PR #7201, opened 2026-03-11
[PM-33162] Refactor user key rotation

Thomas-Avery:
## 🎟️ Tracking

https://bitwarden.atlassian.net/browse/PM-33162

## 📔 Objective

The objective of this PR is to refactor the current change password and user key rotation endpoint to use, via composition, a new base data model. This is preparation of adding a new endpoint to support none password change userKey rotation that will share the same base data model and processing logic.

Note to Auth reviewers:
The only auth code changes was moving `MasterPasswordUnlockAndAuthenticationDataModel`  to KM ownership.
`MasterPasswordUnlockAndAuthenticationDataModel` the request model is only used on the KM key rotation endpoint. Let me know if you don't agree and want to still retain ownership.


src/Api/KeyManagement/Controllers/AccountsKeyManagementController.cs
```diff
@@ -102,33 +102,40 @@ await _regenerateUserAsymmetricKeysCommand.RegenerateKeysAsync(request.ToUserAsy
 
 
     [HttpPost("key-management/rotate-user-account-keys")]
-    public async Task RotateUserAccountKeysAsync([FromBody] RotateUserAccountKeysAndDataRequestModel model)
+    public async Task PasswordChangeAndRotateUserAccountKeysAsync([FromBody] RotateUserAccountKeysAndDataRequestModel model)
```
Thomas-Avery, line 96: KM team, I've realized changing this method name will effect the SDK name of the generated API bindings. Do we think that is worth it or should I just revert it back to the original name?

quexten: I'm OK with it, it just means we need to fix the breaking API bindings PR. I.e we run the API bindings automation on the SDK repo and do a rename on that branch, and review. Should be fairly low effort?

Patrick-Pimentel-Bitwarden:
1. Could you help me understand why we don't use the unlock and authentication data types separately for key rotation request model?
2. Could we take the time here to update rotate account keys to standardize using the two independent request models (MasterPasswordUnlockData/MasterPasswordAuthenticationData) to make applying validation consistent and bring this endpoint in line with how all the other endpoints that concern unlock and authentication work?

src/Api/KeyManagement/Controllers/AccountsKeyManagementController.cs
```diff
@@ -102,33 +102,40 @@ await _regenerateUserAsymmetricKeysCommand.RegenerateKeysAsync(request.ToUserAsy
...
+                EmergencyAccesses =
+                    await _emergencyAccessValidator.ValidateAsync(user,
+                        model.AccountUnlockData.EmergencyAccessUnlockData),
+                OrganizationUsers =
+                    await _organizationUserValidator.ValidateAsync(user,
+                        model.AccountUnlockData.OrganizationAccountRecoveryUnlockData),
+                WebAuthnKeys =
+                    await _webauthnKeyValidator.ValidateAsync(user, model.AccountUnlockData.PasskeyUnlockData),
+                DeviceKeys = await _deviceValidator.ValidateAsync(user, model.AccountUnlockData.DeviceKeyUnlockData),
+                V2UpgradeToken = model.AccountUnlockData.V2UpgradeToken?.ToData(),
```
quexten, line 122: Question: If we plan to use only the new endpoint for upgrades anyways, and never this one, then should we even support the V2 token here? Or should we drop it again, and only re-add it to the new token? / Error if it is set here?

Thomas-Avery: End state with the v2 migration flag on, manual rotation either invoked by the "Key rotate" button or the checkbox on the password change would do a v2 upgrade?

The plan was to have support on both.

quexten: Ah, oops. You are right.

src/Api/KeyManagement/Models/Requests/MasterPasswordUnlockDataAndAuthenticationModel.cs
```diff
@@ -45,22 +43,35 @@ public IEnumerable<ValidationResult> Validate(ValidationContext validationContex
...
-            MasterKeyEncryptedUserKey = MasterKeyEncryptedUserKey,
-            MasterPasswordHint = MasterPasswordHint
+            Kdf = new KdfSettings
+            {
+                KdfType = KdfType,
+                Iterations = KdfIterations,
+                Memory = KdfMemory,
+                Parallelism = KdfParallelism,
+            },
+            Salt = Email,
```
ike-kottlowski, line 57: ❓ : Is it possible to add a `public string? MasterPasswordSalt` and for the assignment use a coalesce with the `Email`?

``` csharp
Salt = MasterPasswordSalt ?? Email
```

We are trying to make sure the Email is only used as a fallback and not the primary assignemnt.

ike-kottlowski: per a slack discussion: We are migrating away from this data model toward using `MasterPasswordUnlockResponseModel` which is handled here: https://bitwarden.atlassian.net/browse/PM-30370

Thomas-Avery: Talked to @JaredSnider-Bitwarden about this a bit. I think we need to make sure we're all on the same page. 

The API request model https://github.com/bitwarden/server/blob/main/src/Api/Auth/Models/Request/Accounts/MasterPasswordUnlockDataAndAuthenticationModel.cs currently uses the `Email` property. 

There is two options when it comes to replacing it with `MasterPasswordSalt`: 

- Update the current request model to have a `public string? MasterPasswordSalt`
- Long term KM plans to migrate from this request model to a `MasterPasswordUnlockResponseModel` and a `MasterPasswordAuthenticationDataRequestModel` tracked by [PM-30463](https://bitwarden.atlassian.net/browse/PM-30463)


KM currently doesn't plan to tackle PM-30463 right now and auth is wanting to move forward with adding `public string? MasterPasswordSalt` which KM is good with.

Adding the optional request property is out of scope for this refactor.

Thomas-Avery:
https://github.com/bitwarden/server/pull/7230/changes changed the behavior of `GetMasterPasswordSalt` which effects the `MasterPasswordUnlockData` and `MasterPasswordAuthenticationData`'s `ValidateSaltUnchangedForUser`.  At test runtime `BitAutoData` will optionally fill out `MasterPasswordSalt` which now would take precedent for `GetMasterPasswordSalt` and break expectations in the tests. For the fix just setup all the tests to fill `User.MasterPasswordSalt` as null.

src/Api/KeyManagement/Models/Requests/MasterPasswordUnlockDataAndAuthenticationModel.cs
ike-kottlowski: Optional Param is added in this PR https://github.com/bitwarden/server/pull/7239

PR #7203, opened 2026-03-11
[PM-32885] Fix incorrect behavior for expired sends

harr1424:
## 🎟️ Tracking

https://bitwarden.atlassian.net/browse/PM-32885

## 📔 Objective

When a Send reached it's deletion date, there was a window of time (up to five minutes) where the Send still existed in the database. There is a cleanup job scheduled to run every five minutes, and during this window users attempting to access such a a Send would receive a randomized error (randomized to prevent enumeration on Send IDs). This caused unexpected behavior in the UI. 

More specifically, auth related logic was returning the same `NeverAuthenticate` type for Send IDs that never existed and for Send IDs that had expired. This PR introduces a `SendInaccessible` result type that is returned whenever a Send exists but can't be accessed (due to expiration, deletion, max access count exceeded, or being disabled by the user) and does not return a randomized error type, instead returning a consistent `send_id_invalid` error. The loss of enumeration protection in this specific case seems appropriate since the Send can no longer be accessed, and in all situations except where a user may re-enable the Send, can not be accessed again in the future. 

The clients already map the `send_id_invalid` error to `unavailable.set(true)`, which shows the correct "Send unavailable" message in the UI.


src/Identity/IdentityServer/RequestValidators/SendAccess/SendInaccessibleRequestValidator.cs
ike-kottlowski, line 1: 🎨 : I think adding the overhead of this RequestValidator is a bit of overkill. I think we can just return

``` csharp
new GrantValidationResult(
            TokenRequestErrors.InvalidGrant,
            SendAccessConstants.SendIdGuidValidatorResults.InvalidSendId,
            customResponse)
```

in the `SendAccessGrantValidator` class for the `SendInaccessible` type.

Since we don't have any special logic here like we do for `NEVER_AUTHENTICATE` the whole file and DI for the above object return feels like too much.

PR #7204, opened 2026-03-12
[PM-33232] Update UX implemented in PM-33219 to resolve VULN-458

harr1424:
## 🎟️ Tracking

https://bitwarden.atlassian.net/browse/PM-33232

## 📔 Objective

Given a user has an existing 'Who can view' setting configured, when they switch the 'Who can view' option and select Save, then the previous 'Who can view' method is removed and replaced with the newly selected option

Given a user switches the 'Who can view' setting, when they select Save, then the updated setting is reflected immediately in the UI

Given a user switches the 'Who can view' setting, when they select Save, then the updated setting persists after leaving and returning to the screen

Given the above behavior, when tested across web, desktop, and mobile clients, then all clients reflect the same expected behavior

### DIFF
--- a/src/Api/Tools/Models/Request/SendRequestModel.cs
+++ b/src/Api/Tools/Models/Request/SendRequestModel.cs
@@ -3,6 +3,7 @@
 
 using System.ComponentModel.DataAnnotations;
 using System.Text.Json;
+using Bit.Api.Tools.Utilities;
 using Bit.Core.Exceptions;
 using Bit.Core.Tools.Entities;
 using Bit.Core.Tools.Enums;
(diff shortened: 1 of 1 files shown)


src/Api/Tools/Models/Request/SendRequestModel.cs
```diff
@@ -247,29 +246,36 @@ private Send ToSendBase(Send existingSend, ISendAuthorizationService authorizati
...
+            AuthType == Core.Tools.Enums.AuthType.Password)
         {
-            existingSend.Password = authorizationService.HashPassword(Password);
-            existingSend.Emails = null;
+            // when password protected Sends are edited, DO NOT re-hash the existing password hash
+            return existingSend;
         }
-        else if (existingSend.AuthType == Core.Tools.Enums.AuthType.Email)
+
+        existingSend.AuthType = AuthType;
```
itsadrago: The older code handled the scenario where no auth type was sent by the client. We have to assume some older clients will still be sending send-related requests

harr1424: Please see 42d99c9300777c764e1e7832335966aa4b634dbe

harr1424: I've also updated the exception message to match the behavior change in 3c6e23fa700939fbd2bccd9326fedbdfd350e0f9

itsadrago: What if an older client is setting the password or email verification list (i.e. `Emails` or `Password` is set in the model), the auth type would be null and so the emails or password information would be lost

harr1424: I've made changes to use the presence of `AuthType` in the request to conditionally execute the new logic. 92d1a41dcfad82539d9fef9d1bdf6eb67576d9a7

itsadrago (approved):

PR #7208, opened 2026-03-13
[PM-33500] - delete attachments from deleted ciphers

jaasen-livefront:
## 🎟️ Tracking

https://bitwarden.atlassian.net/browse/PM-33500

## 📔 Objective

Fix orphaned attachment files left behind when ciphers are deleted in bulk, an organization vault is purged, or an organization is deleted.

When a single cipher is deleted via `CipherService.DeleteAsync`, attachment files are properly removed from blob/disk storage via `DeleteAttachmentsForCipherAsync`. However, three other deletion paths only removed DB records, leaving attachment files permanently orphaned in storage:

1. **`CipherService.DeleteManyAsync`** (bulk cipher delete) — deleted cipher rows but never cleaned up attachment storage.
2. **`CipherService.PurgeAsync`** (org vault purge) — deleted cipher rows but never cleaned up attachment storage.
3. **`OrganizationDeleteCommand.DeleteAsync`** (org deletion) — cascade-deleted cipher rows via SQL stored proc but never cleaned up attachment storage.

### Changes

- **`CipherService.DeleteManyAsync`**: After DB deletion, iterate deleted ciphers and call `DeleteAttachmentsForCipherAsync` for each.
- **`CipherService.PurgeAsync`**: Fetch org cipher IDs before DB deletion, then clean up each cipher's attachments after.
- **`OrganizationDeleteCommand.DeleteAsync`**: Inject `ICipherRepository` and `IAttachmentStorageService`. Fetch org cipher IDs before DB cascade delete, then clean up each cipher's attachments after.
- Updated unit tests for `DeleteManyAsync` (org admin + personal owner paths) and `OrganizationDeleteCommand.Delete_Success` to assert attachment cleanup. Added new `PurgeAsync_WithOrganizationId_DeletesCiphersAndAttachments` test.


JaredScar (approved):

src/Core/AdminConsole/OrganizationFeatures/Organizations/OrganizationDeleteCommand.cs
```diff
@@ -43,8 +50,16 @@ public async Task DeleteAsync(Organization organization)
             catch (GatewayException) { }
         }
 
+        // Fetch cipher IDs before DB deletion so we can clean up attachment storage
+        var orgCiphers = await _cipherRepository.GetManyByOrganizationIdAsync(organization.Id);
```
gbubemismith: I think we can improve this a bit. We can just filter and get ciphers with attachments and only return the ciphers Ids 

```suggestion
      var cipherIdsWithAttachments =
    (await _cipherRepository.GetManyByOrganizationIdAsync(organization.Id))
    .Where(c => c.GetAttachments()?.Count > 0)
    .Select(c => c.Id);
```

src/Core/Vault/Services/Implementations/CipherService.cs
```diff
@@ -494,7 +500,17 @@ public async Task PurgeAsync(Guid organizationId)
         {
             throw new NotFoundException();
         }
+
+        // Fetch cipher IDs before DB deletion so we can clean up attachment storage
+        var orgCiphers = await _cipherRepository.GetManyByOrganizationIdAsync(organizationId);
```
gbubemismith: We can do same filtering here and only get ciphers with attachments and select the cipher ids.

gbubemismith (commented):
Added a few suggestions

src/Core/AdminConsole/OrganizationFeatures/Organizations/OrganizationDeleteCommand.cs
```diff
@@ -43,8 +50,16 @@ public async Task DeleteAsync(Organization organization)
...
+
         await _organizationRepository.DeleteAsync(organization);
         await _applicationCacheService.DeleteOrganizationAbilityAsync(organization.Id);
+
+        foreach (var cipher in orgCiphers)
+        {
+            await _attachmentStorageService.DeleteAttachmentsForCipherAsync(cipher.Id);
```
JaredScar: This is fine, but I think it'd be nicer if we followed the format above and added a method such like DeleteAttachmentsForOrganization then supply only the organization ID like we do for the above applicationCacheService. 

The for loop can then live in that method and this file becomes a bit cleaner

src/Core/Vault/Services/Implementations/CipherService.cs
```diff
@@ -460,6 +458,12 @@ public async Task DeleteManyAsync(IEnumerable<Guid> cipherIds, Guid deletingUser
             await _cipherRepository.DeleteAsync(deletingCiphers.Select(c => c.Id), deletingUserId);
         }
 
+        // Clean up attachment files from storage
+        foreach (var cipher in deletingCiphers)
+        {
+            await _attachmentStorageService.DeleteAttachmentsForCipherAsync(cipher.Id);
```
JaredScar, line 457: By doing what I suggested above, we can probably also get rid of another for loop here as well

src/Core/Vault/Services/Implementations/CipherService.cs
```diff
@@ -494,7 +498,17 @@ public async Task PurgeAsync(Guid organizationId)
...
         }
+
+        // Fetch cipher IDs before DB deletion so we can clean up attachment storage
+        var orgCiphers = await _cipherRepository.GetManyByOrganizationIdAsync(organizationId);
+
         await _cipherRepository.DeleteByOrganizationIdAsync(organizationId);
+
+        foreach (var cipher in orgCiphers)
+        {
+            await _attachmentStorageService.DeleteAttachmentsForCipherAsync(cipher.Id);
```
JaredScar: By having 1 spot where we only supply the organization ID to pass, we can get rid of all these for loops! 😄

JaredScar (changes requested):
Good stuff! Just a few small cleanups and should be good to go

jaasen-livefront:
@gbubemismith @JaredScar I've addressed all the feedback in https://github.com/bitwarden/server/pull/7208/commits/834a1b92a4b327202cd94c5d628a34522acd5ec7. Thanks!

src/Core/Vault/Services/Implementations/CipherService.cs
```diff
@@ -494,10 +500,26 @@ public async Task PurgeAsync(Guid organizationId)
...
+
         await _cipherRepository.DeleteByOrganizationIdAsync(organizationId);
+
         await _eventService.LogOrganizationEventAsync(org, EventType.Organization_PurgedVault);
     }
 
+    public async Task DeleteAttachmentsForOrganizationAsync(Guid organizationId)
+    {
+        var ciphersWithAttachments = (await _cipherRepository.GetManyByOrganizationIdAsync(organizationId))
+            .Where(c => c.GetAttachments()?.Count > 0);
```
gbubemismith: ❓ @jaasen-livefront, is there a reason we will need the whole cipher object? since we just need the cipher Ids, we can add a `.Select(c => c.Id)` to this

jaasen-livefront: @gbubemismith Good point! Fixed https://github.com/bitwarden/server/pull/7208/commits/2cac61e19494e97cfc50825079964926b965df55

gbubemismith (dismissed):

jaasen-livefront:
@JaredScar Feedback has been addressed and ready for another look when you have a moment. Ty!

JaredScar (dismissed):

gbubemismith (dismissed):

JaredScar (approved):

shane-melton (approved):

■ ■ ■ ■ ■

Try it
Throughout the material above, find every line holding "whole" and copy it.

Reply
Since we don't have any special logic here like we do for `NEVER_AUTHENTICATE` the whole file and DI for the above object return feels like too much.
gbubemismith: ❓ @jaasen-livefront, is there a reason we will need the whole cipher object? since we just need the cipher Ids, we can add a `.Select(c => c.Id)` to this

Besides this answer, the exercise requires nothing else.